Return the records exactly, keeping every line as it is.

[[ MATERIAL PROVIDED, beginning ]]

PR #1227, opened 2023-06-27
Fix DEKR's replace_head & improve __repr__ for keypoints transforms

BloodAxe:
Add missing replace_head implementation for DEKR
Add human-friendly __repr__ to keypoint transforms which should improve the readability of transforms in colab when user prints them (For Colab demo)


src/super_gradients/training/transforms/keypoint_transforms.py
```diff
@@ -71,6 +71,14 @@ def get_equivalent_preprocessing(self) -> List:
             preprocessing += t.get_equivalent_preprocessing()
         return preprocessing
 
+    def __repr__(self):
+        format_string = self.__class__.__name__ + "("
+        for t in self.transforms:
+            format_string += "\n"
+            format_string += "    {0}".format(repr(t))
```
Louis-Dupont, line 78: Just curious, why not directly `format_string += f"    {t}"` ?

BloodAxe: I just hit TAB to accept tabnine suggestion 🙈 
But you're right, this can be done better

src/super_gradients/training/transforms/keypoint_transforms.py
```diff
@@ -353,6 +386,14 @@ def __init__(
         self.mask_pad_value = mask_pad_value
         self.prob = prob
 
+    def __repr__(self):
+        return (
+            self.__class__.__name__
+            + "(max_rotation={0}, min_scale={1}, max_scale={2}, max_translate={3}, image_pad_value={4}, mask_pad_value={5}, prob={6})".format(
+                self.max_rotation, self.min_scale, self.max_scale, self.max_translate, self.image_pad_value, self.mask_pad_value, self.prob
+            )
+        )
```
Louis-Dupont, line 395: Similar question as above, I tend to think that `. format` is quite hard to read actually, especially with so many params, and only use it for "templates". Is there any reason for not using f-string ?
To make it clear I'm not asking to change, I think it does not matter here ✌️

src/super_gradients/training/transforms/keypoint_transforms.py
BloodAxe: Fixed 99fd7f6d983b4f151b17c39feb78c704ab89f66d

Louis-Dupont (dismissed):
LGTM

Louis-Dupont (approved):
LGTM

PR #1230, opened 2023-06-29
Feature/sg 946 simpify torch schedulers integration

shaydeci:


documentation/source/LRScheduling.md
```diff
@@ -202,36 +205,89 @@ Note that internally, Trainer unpacks [training_params to the scheduler callback
...
 PyTorch offers a [wide variety of learning rate schedulers](https://pytorch.org/docs/stable/optim.html#how-to-adjust-learning-rate).
-They can all be easily used by wrapping them up with `LRSchedulerCallback` and passing them as phase_callbacks.
+They can all be easily used by passing a Mapping through the lr_mode parameter, following aa simple API.
+From `Trainer.train(...)` docs:
+
+    When Mapping, refers to a torch.optim.lr_scheduler._LRScheduler, following the below API:
+    
+        lr_mode = {LR_SCHEDULER_CLASS_NAME: {**LR_SCHEDULER_KWARGS, "phase": XXX, "metric_name": XXX)
+    
+        Where "phase" (of Phase type) controls when to call torch.optim.lr_scheduler._LRScheduler.step().
```
BloodAxe, line 215: From this line it is not immediately clear what are available options are. In fact, Phase enum contains too many options. 
Usually there are only two options: batch step (E.g updating LR after each gradient update step) and epoch step (Updating LR after the epoch). I can easily see one can get lost with all values Phase enum offers here.

BloodAxe: So maybe would be helpful to add tips:
- I want to update LR on each batch:    Use `phase: Phase.TRAIN_BATCH_END`
- I want to update LR after each epoch: Use `phase: Phase.TRAIN_EPOCH_END`

tests/deci_core_unit_test_suite_runner.py
```diff
@@ -143,6 +144,7 @@ def _add_modules_to_unit_tests_suite(self):
         self.unit_tests_suite.addTest(self.test_loader.loadTestsFromModule(DeprecationsUnitTest))
         self.unit_tests_suite.addTest(self.test_loader.loadTestsFromModule(TestMinSamplesSingleNode))
         self.unit_tests_suite.addTest(self.test_loader.loadTestsFromModule(TestSegmentationMetricsMultipleIgnored))
+        self.unit_tests_suite.addTest(self.test_loader.loadTestsFromModule(TrainWithTorchSchedulerTest))
```
BloodAxe, line 147: This is great we are adding tests cases. 💪 
One test that I really really want to see here - test cases for all pytorch LR schedulers that we declare support. Not only this would give us some peace of mind that all of them are working properly but also can act as an usage examples.

src/super_gradients/training/sg_trainer/sg_trainer.py
```diff
@@ -1211,6 +1237,23 @@ def forward(self, inputs, targets):
...
+                net=self.net,
+                training_params=self.training_params,
+                update_param_groups=self.update_param_groups,
+                optimizer=self.optimizer,
+            )
+            self.phase_callbacks.append(lr_scheduler_callback)
+
+            # NEED ACCESS TO THE UNDERLYING TORCH SCHEDULER FOR LOADING/SAVING IT'S STATE_DICT
+            if isinstance(lr_scheduler_callback, LRSchedulerCallback):
+                self._torch_lr_scheduler = lr_scheduler_callback.scheduler
```
BloodAxe, line 1253: What happes to the previous value of the `self._torch_lr_scheduler`?
What if it was None and become a non-None? What side effects could be happening here?

src/super_gradients/training/utils/callbacks/callbacks.py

[[ MATERIAL PROVIDED, end ]]

## TASK SOLUTION
PR #1227, opened 2023-06-27
Fix DEKR's replace_head & improve __repr__ for keypoints transforms

BloodAxe:
Add missing replace_head implementation for DEKR
Add human-friendly __repr__ to keypoint transforms which should improve the readability of transforms in colab when user prints them (For Colab demo)


src/super_gradients/training/transforms/keypoint_transforms.py
```diff
@@ -71,6 +71,14 @@ def get_equivalent_preprocessing(self) -> List:
             preprocessing += t.get_equivalent_preprocessing()
         return preprocessing
 
+    def __repr__(self):
+        format_string = self.__class__.__name__ + "("
+        for t in self.transforms:
+            format_string += "\n"
+            format_string += "    {0}".format(repr(t))
```
Louis-Dupont, line 78: Just curious, why not directly `format_string += f"    {t}"` ?

BloodAxe: I just hit TAB to accept tabnine suggestion 🙈 
But you're right, this can be done better

src/super_gradients/training/transforms/keypoint_transforms.py
```diff
@@ -353,6 +386,14 @@ def __init__(
         self.mask_pad_value = mask_pad_value
         self.prob = prob
 
+    def __repr__(self):
+        return (
+            self.__class__.__name__
+            + "(max_rotation={0}, min_scale={1}, max_scale={2}, max_translate={3}, image_pad_value={4}, mask_pad_value={5}, prob={6})".format(
+                self.max_rotation, self.min_scale, self.max_scale, self.max_translate, self.image_pad_value, self.mask_pad_value, self.prob
+            )
+        )
```
Louis-Dupont, line 395: Similar question as above, I tend to think that `. format` is quite hard to read actually, especially with so many params, and only use it for "templates". Is there any reason for not using f-string ?
To make it clear I'm not asking to change, I think it does not matter here ✌️

src/super_gradients/training/transforms/keypoint_transforms.py
BloodAxe: Fixed 99fd7f6d983b4f151b17c39feb78c704ab89f66d

Louis-Dupont (dismissed):
LGTM

Louis-Dupont (approved):
LGTM

PR #1230, opened 2023-06-29
Feature/sg 946 simpify torch schedulers integration

shaydeci:


documentation/source/LRScheduling.md
```diff
@@ -202,36 +205,89 @@ Note that internally, Trainer unpacks [training_params to the scheduler callback
...
 PyTorch offers a [wide variety of learning rate schedulers](https://pytorch.org/docs/stable/optim.html#how-to-adjust-learning-rate).
-They can all be easily used by wrapping them up with `LRSchedulerCallback` and passing them as phase_callbacks.
+They can all be easily used by passing a Mapping through the lr_mode parameter, following aa simple API.
+From `Trainer.train(...)` docs:
+
+    When Mapping, refers to a torch.optim.lr_scheduler._LRScheduler, following the below API:
+    
+        lr_mode = {LR_SCHEDULER_CLASS_NAME: {**LR_SCHEDULER_KWARGS, "phase": XXX, "metric_name": XXX)
+    
+        Where "phase" (of Phase type) controls when to call torch.optim.lr_scheduler._LRScheduler.step().
```
BloodAxe, line 215: From this line it is not immediately clear what are available options are. In fact, Phase enum contains too many options. 
Usually there are only two options: batch step (E.g updating LR after each gradient update step) and epoch step (Updating LR after the epoch). I can easily see one can get lost with all values Phase enum offers here.

BloodAxe: So maybe would be helpful to add tips:
- I want to update LR on each batch:    Use `phase: Phase.TRAIN_BATCH_END`
- I want to update LR after each epoch: Use `phase: Phase.TRAIN_EPOCH_END`

tests/deci_core_unit_test_suite_runner.py
```diff
@@ -143,6 +144,7 @@ def _add_modules_to_unit_tests_suite(self):
         self.unit_tests_suite.addTest(self.test_loader.loadTestsFromModule(DeprecationsUnitTest))
         self.unit_tests_suite.addTest(self.test_loader.loadTestsFromModule(TestMinSamplesSingleNode))
         self.unit_tests_suite.addTest(self.test_loader.loadTestsFromModule(TestSegmentationMetricsMultipleIgnored))
+        self.unit_tests_suite.addTest(self.test_loader.loadTestsFromModule(TrainWithTorchSchedulerTest))
```
BloodAxe, line 147: This is great we are adding tests cases. 💪 
One test that I really really want to see here - test cases for all pytorch LR schedulers that we declare support. Not only this would give us some peace of mind that all of them are working properly but also can act as an usage examples.

src/super_gradients/training/sg_trainer/sg_trainer.py
```diff
@@ -1211,6 +1237,23 @@ def forward(self, inputs, targets):
...
+                net=self.net,
+                training_params=self.training_params,
+                update_param_groups=self.update_param_groups,
+                optimizer=self.optimizer,
+            )
+            self.phase_callbacks.append(lr_scheduler_callback)
+
+            # NEED ACCESS TO THE UNDERLYING TORCH SCHEDULER FOR LOADING/SAVING IT'S STATE_DICT
+            if isinstance(lr_scheduler_callback, LRSchedulerCallback):
+                self._torch_lr_scheduler = lr_scheduler_callback.scheduler
```
BloodAxe, line 1253: What happes to the previous value of the `self._torch_lr_scheduler`?
What if it was None and become a non-None? What side effects could be happening here?

src/super_gradients/training/utils/callbacks/callbacks.py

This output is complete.